Common business drivers

  • Improving IT agility
  • Moving capital expenditures to operating expenditures
  • Reducing IT spend to deliver business aligned solutions
  • Increasing business agility through improved speed of provisioning new environments
  • Providing capacity that may not be available in the on-premises counterpart

Strengths

  • Low bar of entry to move applications into the cloud
  • High degree of control over the applications and guest environment
  • Faster provisioning than on-premises systems
  • Capacity that typically exceeds what is available in the on-premises environment
  • The mindset of standing up virtual machines is familiar to customers that leverage virtualization on-premises
  • Delegates the responsibility for hardware, physical networking and network storage to a vendor

Weaknesses

  • Responsibility associated with a large portion of the overall stack remains with the customer
  • Adherence to operational practices and procedures for the virtualized stack remain with the customer
  • Patching and maintenance of the guest operating system remains the responsibility of the customer
  • The middleware and runtimes associated with the platform are the responsibility of the customer
  • Typically there are fewer framework and application building blocks than found in the Platform as a Service offering
  • Typically the customer is still responsible for the licensing as it relates to the guest operating system and above
  • Stepped addition of capacity mimics that of on-premises systems making most applications less capable of tightly coupling the load and capacity, although in some scenarios it may be possible (the step is equivalent to the resources provided by a single server)
  • Developers are still expected to have knowledge of Operating System management and security instead of focussing on writing software  

Opportunities

  • Migration of applications that are not at high touch points can provide a cost benefit by saving virtual machine provisioning times and costs
  • Application scenarios that have unpredictable capacity requirements can be handled through hypothesising the required capacity, provisioning the machines and then scaling up or back based on the application usage

 

PaaS (Platform as a Service)

Platform as a Service provides the customer the ability to host solutions in the cloud.  These solutions are decomposed into a set of services which can typically be scaled independently.  The ability to scale independently exposes a greater degree of control with smaller steps being created in the alignment of capacity and load.   The closer one can run the load and capacity levels usually results in a better Total Cost of Ownership (TCO) for the customer.   With this taxonomy the mindset is not focused around standing up virtual machines rather around hosting a solution and its services.  Arguably when leveraging a PaaS offering one should not think of it in terms of Virtual Machines instead consider it hosting instances of your solution’s services.  Typically this mindset will fit very well with any customer already subscribed to the Service Oriented Architecture design methodology.

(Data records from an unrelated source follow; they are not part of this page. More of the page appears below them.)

PR #5391, opened 2026-08-18
fix(scripts): don't let an unrelated in-progress bead block a different deploy-gate push

quad341:
## Summary

- push-ownership-guard's `deploy/*-gate` resolution path deliberately discards the branch-embedded bead id (it names the *gated* bead, which is routinely already closed by push time) and falls back to `bd list --assignee="$GC_AGENT" --status=in_progress --json`. It previously took `.[0]` of that result unconditionally.
- A session can legitimately hold more than one in-progress bead at once (confirmed live: this exact session had 3 simultaneous in-progress beads while working this fix). When it does, the fallback could resolve to a completely unrelated bead and block a deploy-gate push that had nothing to do with it.
- Real repro (ga-1qepfl, mechanism 2): `ga-3fw26n`, a bead correctly held `in_progress` for its own merge-tracking, blocked pushes for unrelated `deploy/*-gate` branches from the same session identity. The blocking bead wasn't misbehaving — it was doing exactly what it was told to do. There was no error on the blocking side to fix, only the false-positive match on the guard side.
- No metadata anywhere links a deploy-gate tracking bead back to the branch/gated-bead it corresponds to, so this fix takes the smallest available correct signal: only trust the assignee fallback when the query returns **exactly one** in-progress bead. Zero or 2+ matches both resolve to "nothing to check" (ALLOW) — the same outcome as no assignment at all — rather than the fail-closed ambiguity sentinel, which stays reserved for genuine read failures (`assignee_read_failed`).
- Mechanism 1 (pooled-identity mismatch, same parent bead) is a separate, already-scoped-out fix and is not touched here.

## Test plan

- [x] New regression test `test_bead_id_deploy_gate_branch_ignores_ambiguous_inprogress_beads`: `deploy/ga-bucf4p-gate` branch, two unrelated in-progress beads in the assignee fallback, no `bd show` fixture configured for either — asserts the push is allowed (rc=0, no BLOCKED text). Confirmed RED against unmodified code (reproduced the real block), then GREEN after the fix.
- [x] Full suite: `bash scripts/test-push-ownership-guard.sh` — 31/31 passing, including all three pre-existing deploy-gate tests (prefers-live-assignee, allows-when-no-live-assignee, blocks-when-assignee-lookup-fails) and every general-path test.
- [x] `shellcheck scripts/push-ownership-guard.sh` — zero findings.
- [x] Pre-push fast suite (`make test-fast-parallel`) — all green on this branch.

Refs: ga-1qepfl

### DIFF
--- a/scripts/push-ownership-guard.sh
+++ b/scripts/push-ownership-guard.sh
@@ -137,7 +137,13 @@ _pog_read_with_retry() {
 #      an unrelated in-progress bead, e.g. one correctly held open for its
 #      own merge-tracking, was blocking pushes for a completely different
 #      deploy/*-gate branch because path 2 took .[0] of the match list
-#      unconditionally).
+#      unconditionally). This single-match requirement applies to EVERY
+#      branch shape that falls through to the fallback, not only
+#      deploy/*-gate — a non-gate branch that encodes no bead id and a
+#      session holding 2+ in-progress beads now resolves to nothing and is
+#      not checked at all. Deliberate: .[0] of an unordered multi-match was
+#      never sound enforcement in either direction. Pinned by
+#      test_bead_id_general_branch_ignores_ambiguous_inprogress_beads.
 # If both resolve and disagree, the branch match wins (it's the more
 # specific signal) and a warning goes to stderr — this is a best-effort
 # cross-check, not a hard failure, since branch-naming habits can
--- a/scripts/push-ownership-guard.sh
+++ b/scripts/push-ownership-guard.sh
@@ -128,9 +128,16 @@ _pog_read_with_retry() {
 #      wrong (and possibly closed) parent/child bead instead of the actual
 #      grandchild bead the branch is for. The literal 6-char-only pattern
 #      would misresolve to the root bead on any sub-bead's own branch.
-#   2. Falls back to this session's single in-progress assignment
+#   2. Falls back to this session's in-progress assignment
 #      (bd list --assignee="$GC_AGENT" --status=in_progress --json) when
-#      the branch name doesn't match.
+#      the branch name doesn't match. Only resolves when that query returns
+#      EXACTLY one bead — two or more in-progress beads for this session is
+#      not a positive identification of which one (if any) this push is
+#      for, so it resolves the same as finding none (ga-1qepfl mechanism 2:
+#      an unrelated in-progress bead, e.g. one correctly held open for its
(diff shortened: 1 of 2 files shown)


quad341:
@quad341 — the diagnosis here is the good part. You resisted the obvious framing: `ga-3fw26n` wasn't misbehaving, it was doing exactly what it was told, and the bug was entirely on the guard's side taking `.[0]` of an unordered multi-match. Routing 2+ matches to "nothing to check" instead of the fail-closed sentinel is the right call — keeping `assignee_read_failed` as the only thing that trips ambiguity preserves the fail-closed contract exactly where it matters, and `deploy-gate-branch-blocks-when-assignee-lookup-fails` still passes.

I re-ran your evidence instead of taking it: shellcheck clean, 31/31 green, and the new test really is RED against the pre-fix resolver.

One thing I'll take on my side before merging: the fix lives in shared path 2, so it also relaxes the check on non-gate branches — I reproduced a `chore/` branch with two in-progress beads now sailing past a `hold:mayor` that previously blocked. Same reasoning as your fix says that's correct, so I'll add a general-path regression test pinning it plus a comment noting the single-match rule isn't deploy-gate-specific, then merge. Your logic stands as-is.

Thanks for the honest KNOWN LIMITATION bookkeeping — it made this fast to verify.


---


quad341:
@quad341 — the diagnosis is the best part of this one. `ga-3fw26n` wasn't misbehaving; it was doing exactly what it was told, and the bug was entirely the guard taking `.[0]` of an unordered multi-match. Routing 2+ matches to "nothing to check" rather than the fail-closed sentinel is the right call — it keeps `assignee_read_failed` as the only thing that trips ambiguity, which is where fail-closed belongs.

We re-ran your evidence instead of taking it: shellcheck clean, 32/32 green (the body's 31/31 predates the second test), and reverting the count guard in place confirms both new tests really are RED against the pre-fix resolver — including the `hold:mayor` fixture in the general-path test, which does block without this change.

The general-path test and the "this isn't deploy-gate-specific" comment are already on this branch, so there's no maintainer-side work left. CI is green on `7f429ca`. Merging as-is.

Thanks especially for the KNOWN LIMITATION bookkeeping — saying out loud that a single unrelated in-progress bead can still false-positive is what made this fast to verify instead of slow to trust.


---

quad341:
Re-reviewed `7f429ca5e`..`2c5d3c751` (1 new commit since the last review): no new concerns — the prior review stands.

Issue #5093, opened 2026-08-07
ci: packages-core-2-of-4 flaky under shard load — rotating failures, productmetrics wall-clock budgets implicated


julianknutsen:
Record of a flake pattern observed while driving recent merge trains, so future "is this my failure?" triage starts from evidence.

`Integration / packages-core-2-of-4` on main failed 2 of 3 runs on 2026-08-07 afternoon, on **rotating, unrelated tests**:

- run on `f64b6262aa` (15:29): `TestRecordOnceSpentBudgetAfterReservationLeavesOnlySafeOvercount` (`load quota: absent`) and `TestFallbackCursorCleanupCrashWindowKeepsForegroundFailClosed` (`fixture RecordOnce = dropped`) — `internal/productmetrics` package time 207s on that shard.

Platform as a Service is ideal for migrating applications that are at high touch points (rewrites, upgrades or other milestone that requires changes to code) or have business drivers such as improving a solution’s availability, scalability, capacity or reducing cost.  The reason these situations are ideal is that in order to take advantage of many of the platform offerings it may take changes to source code.  It is important to make use of these additional feature sets as they often provide a very attractive return on investment, improve customer experience or open up the ability to deliver new business streams.  Although these platform features are desirable to implement they are typically not required, often allowing the migration of applications from an on-premises solution to cloud with little or no effort.

Common Business Drivers

  • Improving IT agility
  • Moving capital expenditures to operating expenditures
  • Reducing IT spend to deliver business aligned solutions
  • Increasing business agility through improved speed of provisioning new environments
  • Providing capacity that may not be available in the on-premises counterpart
  • Increasing the speed in which custom solutions can be brought to market
  • Reducing security related concerns surrounding hosted environments
  • Reducing IT’s requirement for knowledge of custom solution adoption rates

Strengths

  • Simplified deployment of custom solutions
  • Higher degree of control over the customer solutions than in a SaaS environment
  • Reduced level of IT knowledge required by developers
  • Less operational burden on the customer
  • Elastic scaling reduces the requirement for business to exactly gauge uptake of new custom solutions
  • Smaller segment of the stack remains the responsibility of the customer
  • Automated patching of the platform helps to improve overall security
  • Focus on hosting solutions rather than standing up virtual machines allows developers to focus on developing great software
  • Fast scaling with ability to fully automate scaling
  • Typically faster provisioning than IaaS
  • Capacity that typically exceeds what is available in the on-premises environment
  • Delegates the responsibility for hardware, physical networking, network storage to a vendor and well guest OS

Weaknesses

  • Migration of applications that will take advantages to full PaaS feature sets often require application modifications
  • Less control than IaaS with reduced control over the guest Operating System
  • Targeted at custom applications with support for packaged software

Opportunities

  • Migration of applications that are at high touch points can provide a better ROI and reduced TCO than the IaaS counterpart
  • Savings in both time and cost for the provisioning of application platform may improve the time to market of custom applications
  • Reduces the requirements for the developers to know the operating system, instead they can focus on developing software
  • Reduces IT required involvement provides the ability for IT to focus on improving existing or introducing new services to align with key business drivers
  • The ability to scale in line to the demand providing a great platform for micro sites and start-up applications where the adoption and demand level may not be known in advance

 

Software as a Service (SaaS)

Software as a Service provides customers with the ability to provision a new account or configuration on an existing application hosted by the vendor.  These applications are typically multitenant providing the customer with a reduced set of control in exchange for a lower level of maintenance and management. 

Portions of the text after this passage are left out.